Stored items
——————
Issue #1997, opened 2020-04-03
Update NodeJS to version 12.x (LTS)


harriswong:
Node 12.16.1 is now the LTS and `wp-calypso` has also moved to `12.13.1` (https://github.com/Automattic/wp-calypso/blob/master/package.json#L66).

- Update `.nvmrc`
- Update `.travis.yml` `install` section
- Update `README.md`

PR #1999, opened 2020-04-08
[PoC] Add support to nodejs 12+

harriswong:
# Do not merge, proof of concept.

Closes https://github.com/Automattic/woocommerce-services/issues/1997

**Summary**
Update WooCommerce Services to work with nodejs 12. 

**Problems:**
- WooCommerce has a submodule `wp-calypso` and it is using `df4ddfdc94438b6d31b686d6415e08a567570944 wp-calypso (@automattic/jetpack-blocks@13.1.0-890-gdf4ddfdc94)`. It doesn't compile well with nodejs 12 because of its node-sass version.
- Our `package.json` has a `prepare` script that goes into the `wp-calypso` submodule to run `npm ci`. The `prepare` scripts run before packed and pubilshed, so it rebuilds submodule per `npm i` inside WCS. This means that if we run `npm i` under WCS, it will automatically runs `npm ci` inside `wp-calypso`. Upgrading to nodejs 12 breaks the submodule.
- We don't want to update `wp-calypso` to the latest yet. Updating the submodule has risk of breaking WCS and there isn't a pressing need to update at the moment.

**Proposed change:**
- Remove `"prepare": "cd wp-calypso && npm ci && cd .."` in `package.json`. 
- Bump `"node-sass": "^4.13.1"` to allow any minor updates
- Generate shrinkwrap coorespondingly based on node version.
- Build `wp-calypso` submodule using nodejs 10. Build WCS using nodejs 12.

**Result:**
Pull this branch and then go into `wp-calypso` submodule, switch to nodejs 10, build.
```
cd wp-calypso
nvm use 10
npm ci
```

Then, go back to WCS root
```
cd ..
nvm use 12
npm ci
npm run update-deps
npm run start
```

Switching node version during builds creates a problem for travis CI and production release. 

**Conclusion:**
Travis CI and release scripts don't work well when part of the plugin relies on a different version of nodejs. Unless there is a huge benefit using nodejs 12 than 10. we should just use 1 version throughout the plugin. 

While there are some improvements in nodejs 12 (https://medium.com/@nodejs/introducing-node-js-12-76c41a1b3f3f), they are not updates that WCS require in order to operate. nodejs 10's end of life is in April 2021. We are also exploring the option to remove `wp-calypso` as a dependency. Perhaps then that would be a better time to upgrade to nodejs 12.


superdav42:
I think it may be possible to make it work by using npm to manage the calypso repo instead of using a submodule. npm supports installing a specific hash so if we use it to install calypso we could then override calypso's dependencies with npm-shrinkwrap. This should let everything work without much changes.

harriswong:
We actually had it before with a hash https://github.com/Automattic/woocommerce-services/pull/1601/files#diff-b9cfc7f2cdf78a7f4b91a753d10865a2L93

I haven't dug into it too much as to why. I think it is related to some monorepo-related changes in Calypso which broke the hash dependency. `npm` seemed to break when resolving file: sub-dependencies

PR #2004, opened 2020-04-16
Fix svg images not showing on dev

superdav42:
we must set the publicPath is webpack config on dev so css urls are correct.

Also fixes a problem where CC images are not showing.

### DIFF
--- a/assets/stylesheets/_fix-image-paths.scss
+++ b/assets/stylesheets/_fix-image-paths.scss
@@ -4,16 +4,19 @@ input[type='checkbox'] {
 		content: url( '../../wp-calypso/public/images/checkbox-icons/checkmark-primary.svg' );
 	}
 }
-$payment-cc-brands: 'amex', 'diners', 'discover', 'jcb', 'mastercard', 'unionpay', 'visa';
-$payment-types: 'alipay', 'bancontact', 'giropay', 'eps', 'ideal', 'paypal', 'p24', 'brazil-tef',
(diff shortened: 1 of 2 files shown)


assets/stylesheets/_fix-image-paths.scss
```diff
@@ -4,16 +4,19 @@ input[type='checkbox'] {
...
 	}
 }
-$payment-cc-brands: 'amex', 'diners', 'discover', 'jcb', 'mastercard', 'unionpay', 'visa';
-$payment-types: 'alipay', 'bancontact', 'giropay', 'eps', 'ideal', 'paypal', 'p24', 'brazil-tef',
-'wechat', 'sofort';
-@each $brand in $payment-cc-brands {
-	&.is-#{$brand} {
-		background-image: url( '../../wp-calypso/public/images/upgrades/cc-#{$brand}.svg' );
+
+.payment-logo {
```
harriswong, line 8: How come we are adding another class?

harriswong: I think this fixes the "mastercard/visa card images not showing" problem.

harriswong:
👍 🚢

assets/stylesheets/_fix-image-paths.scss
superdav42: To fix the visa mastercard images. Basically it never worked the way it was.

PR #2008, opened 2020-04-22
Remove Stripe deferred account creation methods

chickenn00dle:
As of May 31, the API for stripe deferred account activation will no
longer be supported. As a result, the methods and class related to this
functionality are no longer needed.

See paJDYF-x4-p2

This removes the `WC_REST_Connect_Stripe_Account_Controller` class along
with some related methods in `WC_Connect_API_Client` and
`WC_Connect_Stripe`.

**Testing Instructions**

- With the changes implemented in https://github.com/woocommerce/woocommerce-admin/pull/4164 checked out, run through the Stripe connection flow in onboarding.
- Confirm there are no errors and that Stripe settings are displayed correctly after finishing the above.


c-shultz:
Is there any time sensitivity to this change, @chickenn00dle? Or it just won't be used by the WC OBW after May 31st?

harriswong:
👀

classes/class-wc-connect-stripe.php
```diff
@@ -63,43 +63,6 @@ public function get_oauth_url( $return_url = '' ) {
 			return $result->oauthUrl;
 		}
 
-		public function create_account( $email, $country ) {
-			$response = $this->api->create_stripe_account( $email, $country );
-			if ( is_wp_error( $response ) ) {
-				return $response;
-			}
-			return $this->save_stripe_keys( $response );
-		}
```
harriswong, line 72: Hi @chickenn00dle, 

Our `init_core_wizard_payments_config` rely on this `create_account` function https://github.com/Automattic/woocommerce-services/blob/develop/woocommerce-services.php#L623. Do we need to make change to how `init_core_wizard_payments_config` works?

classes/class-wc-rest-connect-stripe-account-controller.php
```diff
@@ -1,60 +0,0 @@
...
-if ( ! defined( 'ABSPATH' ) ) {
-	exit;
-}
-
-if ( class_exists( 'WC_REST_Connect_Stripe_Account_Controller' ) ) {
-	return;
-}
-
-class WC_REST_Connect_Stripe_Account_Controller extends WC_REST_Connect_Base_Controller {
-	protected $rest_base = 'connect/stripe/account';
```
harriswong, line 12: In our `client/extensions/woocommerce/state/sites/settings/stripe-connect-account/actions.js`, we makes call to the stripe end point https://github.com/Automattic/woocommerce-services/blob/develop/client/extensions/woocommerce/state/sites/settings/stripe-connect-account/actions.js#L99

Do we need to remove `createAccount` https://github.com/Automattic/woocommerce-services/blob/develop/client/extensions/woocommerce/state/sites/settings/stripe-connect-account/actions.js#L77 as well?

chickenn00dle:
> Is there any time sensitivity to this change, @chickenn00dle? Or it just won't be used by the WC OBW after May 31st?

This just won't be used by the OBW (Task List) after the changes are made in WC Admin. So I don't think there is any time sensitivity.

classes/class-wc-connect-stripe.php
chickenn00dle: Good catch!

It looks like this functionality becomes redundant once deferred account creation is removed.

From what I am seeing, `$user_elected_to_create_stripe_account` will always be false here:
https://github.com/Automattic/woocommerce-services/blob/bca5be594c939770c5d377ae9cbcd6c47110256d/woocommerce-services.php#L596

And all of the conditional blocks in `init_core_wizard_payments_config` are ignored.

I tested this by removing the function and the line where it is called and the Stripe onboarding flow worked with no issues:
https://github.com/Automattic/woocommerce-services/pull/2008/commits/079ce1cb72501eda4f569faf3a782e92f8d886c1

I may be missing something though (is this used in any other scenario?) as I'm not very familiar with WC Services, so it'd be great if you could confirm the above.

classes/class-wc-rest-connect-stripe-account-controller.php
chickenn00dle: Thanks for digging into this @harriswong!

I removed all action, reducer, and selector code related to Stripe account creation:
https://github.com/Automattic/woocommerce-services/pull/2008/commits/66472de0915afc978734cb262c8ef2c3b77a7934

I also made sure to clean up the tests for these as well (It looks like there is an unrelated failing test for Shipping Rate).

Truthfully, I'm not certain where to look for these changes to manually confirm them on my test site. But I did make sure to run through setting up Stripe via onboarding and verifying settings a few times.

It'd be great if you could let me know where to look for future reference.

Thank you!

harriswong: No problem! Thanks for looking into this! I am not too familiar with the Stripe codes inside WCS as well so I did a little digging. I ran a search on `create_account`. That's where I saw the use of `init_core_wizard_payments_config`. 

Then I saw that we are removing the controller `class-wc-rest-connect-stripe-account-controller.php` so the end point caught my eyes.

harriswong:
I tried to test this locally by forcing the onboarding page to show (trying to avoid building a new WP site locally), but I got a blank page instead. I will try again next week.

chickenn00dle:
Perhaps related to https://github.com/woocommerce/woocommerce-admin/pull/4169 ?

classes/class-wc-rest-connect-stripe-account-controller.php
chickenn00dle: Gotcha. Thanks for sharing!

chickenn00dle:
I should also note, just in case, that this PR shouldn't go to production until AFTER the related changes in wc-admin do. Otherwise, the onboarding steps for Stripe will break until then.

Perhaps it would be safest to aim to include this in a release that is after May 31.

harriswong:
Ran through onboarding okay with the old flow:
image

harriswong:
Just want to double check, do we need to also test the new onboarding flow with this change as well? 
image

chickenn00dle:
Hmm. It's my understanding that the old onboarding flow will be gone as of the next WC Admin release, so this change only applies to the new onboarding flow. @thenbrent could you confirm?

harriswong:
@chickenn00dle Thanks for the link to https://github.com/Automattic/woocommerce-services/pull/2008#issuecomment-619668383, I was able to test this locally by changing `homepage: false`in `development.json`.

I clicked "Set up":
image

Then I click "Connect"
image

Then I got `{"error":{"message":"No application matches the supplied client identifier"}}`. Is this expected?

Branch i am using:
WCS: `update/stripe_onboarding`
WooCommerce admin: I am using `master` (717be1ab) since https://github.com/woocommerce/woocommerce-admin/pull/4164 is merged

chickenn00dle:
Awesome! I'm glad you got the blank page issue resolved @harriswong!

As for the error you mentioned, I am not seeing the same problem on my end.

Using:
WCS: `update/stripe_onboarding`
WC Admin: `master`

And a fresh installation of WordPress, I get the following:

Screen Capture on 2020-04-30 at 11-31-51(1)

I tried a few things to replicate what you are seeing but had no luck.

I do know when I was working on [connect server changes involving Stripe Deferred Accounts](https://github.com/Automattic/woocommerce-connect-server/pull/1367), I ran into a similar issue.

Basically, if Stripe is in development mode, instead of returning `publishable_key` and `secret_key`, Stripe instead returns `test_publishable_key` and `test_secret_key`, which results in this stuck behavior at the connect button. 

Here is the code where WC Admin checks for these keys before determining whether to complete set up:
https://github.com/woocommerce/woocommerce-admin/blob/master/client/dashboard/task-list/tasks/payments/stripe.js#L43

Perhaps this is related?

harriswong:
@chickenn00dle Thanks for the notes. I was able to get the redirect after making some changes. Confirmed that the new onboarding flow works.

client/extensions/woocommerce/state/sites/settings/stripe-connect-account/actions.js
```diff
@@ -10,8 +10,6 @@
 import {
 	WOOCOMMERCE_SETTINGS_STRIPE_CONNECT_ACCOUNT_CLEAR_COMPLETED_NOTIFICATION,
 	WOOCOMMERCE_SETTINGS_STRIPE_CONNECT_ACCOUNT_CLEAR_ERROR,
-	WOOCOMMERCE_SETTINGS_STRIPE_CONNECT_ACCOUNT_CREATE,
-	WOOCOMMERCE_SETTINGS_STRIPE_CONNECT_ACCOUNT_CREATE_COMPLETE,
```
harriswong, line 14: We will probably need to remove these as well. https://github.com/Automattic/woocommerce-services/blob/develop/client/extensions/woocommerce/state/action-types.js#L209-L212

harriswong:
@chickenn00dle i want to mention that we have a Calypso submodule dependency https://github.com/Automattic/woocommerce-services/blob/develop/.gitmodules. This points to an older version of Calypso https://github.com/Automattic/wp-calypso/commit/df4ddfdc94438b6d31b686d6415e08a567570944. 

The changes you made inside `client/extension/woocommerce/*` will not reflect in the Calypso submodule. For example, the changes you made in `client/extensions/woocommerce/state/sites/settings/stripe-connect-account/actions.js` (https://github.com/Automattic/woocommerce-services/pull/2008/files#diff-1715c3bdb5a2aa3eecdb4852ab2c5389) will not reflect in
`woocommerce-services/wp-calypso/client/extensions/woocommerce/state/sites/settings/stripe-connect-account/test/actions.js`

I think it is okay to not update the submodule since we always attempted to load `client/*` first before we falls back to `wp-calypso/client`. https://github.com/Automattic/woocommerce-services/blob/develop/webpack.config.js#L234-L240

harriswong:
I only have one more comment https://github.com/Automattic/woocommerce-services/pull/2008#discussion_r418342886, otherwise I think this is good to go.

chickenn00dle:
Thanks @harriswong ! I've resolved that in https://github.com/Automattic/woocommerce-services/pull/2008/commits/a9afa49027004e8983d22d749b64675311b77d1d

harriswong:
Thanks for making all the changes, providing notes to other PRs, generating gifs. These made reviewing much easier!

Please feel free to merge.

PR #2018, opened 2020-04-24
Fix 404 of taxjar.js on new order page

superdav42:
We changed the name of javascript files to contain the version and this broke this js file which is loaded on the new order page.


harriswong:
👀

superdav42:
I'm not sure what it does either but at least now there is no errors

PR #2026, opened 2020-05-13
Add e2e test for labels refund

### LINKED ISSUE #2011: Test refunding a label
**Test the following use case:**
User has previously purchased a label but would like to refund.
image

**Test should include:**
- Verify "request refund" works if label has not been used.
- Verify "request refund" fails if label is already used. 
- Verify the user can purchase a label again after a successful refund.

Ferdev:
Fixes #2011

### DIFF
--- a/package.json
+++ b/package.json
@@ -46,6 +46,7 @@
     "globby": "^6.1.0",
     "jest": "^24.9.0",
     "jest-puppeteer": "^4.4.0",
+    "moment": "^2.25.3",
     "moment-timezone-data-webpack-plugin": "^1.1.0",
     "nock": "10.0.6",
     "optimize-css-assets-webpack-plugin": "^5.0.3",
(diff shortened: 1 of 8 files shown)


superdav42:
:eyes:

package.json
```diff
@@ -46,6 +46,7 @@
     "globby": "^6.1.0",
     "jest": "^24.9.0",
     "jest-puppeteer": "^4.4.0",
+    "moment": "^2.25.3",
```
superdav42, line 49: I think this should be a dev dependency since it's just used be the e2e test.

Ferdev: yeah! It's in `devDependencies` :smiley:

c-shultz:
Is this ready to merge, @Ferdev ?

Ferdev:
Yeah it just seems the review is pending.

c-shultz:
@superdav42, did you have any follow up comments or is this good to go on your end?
——————
_Required work_. Across all the entries, how many lines include "stylesheets"? Answer with the number alone.

_Task response_. 4